Advisers urged to ensure regulatory information is up to date as FCA moves faster to remove regulatory permissions

New powers that would enable the FCA to move faster to remove regulatory permissions no longer used by financial services firms should serve as a reminder to advisers to ensure their regulatory information is up to date or face £250 fines.

This is according to Branko Bjelobaba, principal at consultancy Branko, who spoke to Health & Protection in the wake of the publication of new draft guidance from the FCA.

The FCA explains the change aims to help to prevent scams and to ensure the FS Register presents a clearer picture of the permissions firms hold. Firms are required to confirm that the information on the FS Register is accurate on an annual basis.

This new power, given to the FCA via the Financial Services Act 2021, will streamline and shorten the process of removing firm permissions and ensures the FCA can start the cancellation process as soon as it considers permissions are not being used, by serving 14 days’ notice on a firm. The FCA will then be able to vary or cancel permissions after a month.

The FCA has already carried out a ‘use it or lose it’ exercise with firms – reminding them of their obligation to review regulatory permissions and ensure they are up to date or removed if not needed.
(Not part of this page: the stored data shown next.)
Issue #6011, opened 2021-01-01
Badge Request: Crates.io crate size


cgbur:
Crates.io crate size badge. 

Example for the [tokio](https://crates.io/crates/tokio) crate: ![Crates.io](https://img.shields.io/badge/dynamic/json?color=red&label=size&query=versions%5B0%5D.crate_size&url=https%3A%2F%2Fcrates.io%2Fapi%2Fv1%2Fcrates%2Ftokio%2Fversions)

That one was generated from a dynamic shield 
```
https://img.shields.io/badge/dynamic/json?color=red&label=size&query=versions%5B0%5D.crate_size&url=https%3A%2F%2Fcrates.io%2Fapi%2Fv1%2Fcrates%2Ftokio%2Fversions
```

The issue with this method is that the file sizes that are returned are in bytes which is pretty inconvenient. Ideally, you could just re-use the size conversion function that is used for NPM and github sizes. You can of course specify the version you desire just like how you handled the other crates.io shields. It looks like they are using 10^3 for kB instead of 2^10 so that would be whatever you guys use as a standard or whatever matches crates.io.

The returned information can be gotten by something like:
```javascript
// https://crates.io/api/v1/crates/:crate-name/versions
fetch("https://crates.io/api/v1/crates/tokio/versions").then(res => console.log(res.versions[0].crate_size))
```

This would be useful for easily gauging the size of the repositories you are adding straight from the git page and can also be used as a selling point if small sizes are something you are proud of.

calebcartwright:
Thanks for the request @cgburgess, sounds reasonable to me. We have a great [tutorial](https://github.com/badges/shields/blob/master/doc/TUTORIAL.md) if you or anyone else is interested in implementing this badge.

It should be pretty easy to do so, especially since it's the same API endpoint and response our other crates badges work with

The schema would need to be updated here:
https://github.com/badges/shields/blob/61d2b0d07f9d67babbc82303069550914f395b44/services/crates/crates-base.js#L9-L32

and then a new service class and tester would need to be added under the crates directory.

Some things that may need to be considered however:
* Should this support the size for a specific crate version as well as the "latest" version (e.g. routes `/crates/size/:crate` and `/crates/size/:crate/:version`)
* What does the version at index 0 represent: `max_version` or `_newest_version`(presumably just like `semver` vs `date`) and do we need a query param here (this question would likely apply to the existing download count badge as well)

cgburgess:
Awesome I will probably take a stab at implementing this over the weekend.

Issue #9703, opened 2023-11-01
Incorrect image size for Docker Hub


Feriman22:
### Are you experiencing an issue with...

shields.io

### 🐞 Description

The Docker Image Size badge displays an incorrect size of a Docker Image. In the example, the badge shows 4.21MB, but the size of the latest version is only 4.02MB.

![image](https://github.com/badges/shields/assets/22872515/a92f5933-4cba-472d-b219-579cd5389ade)

![image](https://github.com/badges/shields/assets/22872515/0da3e7fe-8037-45e1-9608-511437b49130)

### 🔗 Link to the badge

[![Docker Image Size](https://img.shields.io/docker/image-size/feriman25/freednsupdater/latest?logo=docker&style=for-the-badge)](https://hub.docker.com/r/feriman25/freednsupdater/tags)

calebcartwright:
Haven't looked closely at the API response from Docker Hub, but suspect this is just Mebibytes vs. Megabytes

Feriman22:
Yes, it's possible. However, the badge should show the same value as on the Docker Hub.

chris48s:
Yes it is that. The size of the image is reported in bytes via the DockerHub API. This image is 4210627 bytes

4210627/1024/1024 = 4.015...
4210627/1000/1000 = 4.210...

In general, we use https://github.com/sindresorhus/pretty-bytes#pretty-bytes for formatting, which uses kilobytes. I think if someone wants to add a kibibytes formatter which can be used for size badges where the upstream convention is to report kibibytes, we can take a look at a PR.

calebcartwright:
I agree it would be good for us to support this, though I'd prefer that we do so via providing conditional support to give users control. That's because this is an instance where I think we should try to be consistent across our own ecosystem by default and not trying to match what upstream services do

PR #10421, opened 2024-07-28
[Crates] Added crate size badge

einstein8612:
Proposed in https://github.com/badges/shields/issues/6011

Didn't make the issue but last message was 2021 so I figured it was safe and I needed this.

Routes:
Crates.io Size: /crates/size/:crate
Crates.io Size (version): /crates/size/:crate/:version


einstein8612:
Also, while doing this I realised that shields don't use **bibytes but divide by 1000 instead. I just followed what the rest of the badges do but are there any plans of adding support for this? Since there's now an inconsistency between the badge's number and the one on crates.io/docker/github repo size

calebcartwright:
> Also, while doing this I realised that shields don't use **bibytes but divide by 1000 instead. I just followed what the rest of the badges do but are there any plans of adding support for this? Since there's now an inconsistency between the badge's number and the one on crates.io/docker/github repo size

Will point back to https://github.com/badges/shields/issues/9703#issuecomment-1789630736 as I believe our position is still the same.

Our main goal is consistency within the Shields ecosystem, but we can certainly consider offering support for these types of variances when it makes sense

services/crates/crates-size.service.js
```diff
@@ -0,0 +1,56 @@
...
+      },
+    },
+  }
+
+  render({ size }) {
+    return {
+      label: 'size',
+      message: size ? prettyBytes(size) : 'unknown',
+      color: size ? 'blue' : 'lightgray',
+    }
```
chris48s, line 46: In general, this looks good.

This is a bit of a minor point but instead of this, could we handle the case where `size` is not set by validating in `handle()` and throwing an exception, and then `render()` is just renders the valid response.

So we check something like:

```js
if (this.constructor.getVersionObj(json).crate_size == null) {
    throw new InvalidResponse({ prettyMessage: 'unknown' })
}
```

in `handle` and then `render` just does

```js
render({ size }) {
  return {
    label: 'size',
    message: prettyBytes(size),
    color: 'blue'
  }
}
```

chris48s:
> > Also, while doing this I realised that shields don't use **bibytes but divide by 1000 instead. I just followed what the rest of the badges do but are there any plans of adding support for this? Since there's now an inconsistency between the badge's number and the one on crates.io/docker/github repo size
> 
> Will point back to https://github.com/badges/shields/issues/9703#issuecomment-1789630736 as I believe our position is still the same.

Thanks for digging that comment out. I knew it had come up before. Lets keep the scope of this PR to just merging this in its current form. I am going to write up another issue about this topic. I do think it is worth doing though.

chris48s:
I've raised https://github.com/badges/shields/issues/10437 and laid out my thoughts on this.

services/crates/crates-size.service.js
einstein8612: Yep I agree and have made the changes, thanks for pointing that out

chris48s (approved):
thanks for working on this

As part of the FCA’s work firms that have not used their permissions for 12 months or more are at risk of having them cancelled via the existing cancellations process. The work forms part of the FCA’s response to tackle issues raised by Dame Elizabeth Gloster’s review into the regulation of London Capital & Finance (LC&F).

The FCA consultation runs until 29 October 2021.

 

Preventing consumers from being misled

Commenting on the new power, Mark Steward, executive director of enforcement and market oversight at the FCA, said: “We want to use this power to take quicker action to prevent consumers being misled.

“It is part of our transformation and drive to be more assertive, drawing on an innovative approach and using new streamlined processes to make important regulatory interventions.

“Firms can and should apply to have their permissions cancelled if they no longer plan to use them but many fail to do so.

“We understand that business models may evolve over time and there may be valid reasons why regulatory permissions are not being used, but unless firms notify us and keep their permissions up to date, they will risk losing market access.”

 

Ensuring information is up to date

This is a sentiment echoed by Bjelobaba, who in commenting on what the new power means for health and protection advisers, told Health & Protection he did not think the change would be hugely troublesome for them.

“There are five permissions when it comes to general insurance… It depends on what you do but generally, a health insurance intermediary doesn’t get involved in the claims because that’s dealt with by the insurer so they don’t need that permission and also most health insurance intermediaries do not actually place people on cover – that’s done by the insurer so they don’t need that permission so most will only have five permissions and it’s most unlikely that they hold client money so they don’t need permission to do that.

“So when they applied for authorisation, they would have applied for five plus one and now every year they’re required to ensure that their permissions and the information about the firm and the individuals is correct and up to date. You have to go into the system called Connect and you validate the information at least once a year. They will remind you and they will fine you £250 if you don’t do it.

“It’s not momentous. Any firm needs to be up to date with the regulatory information as presented on the directory.”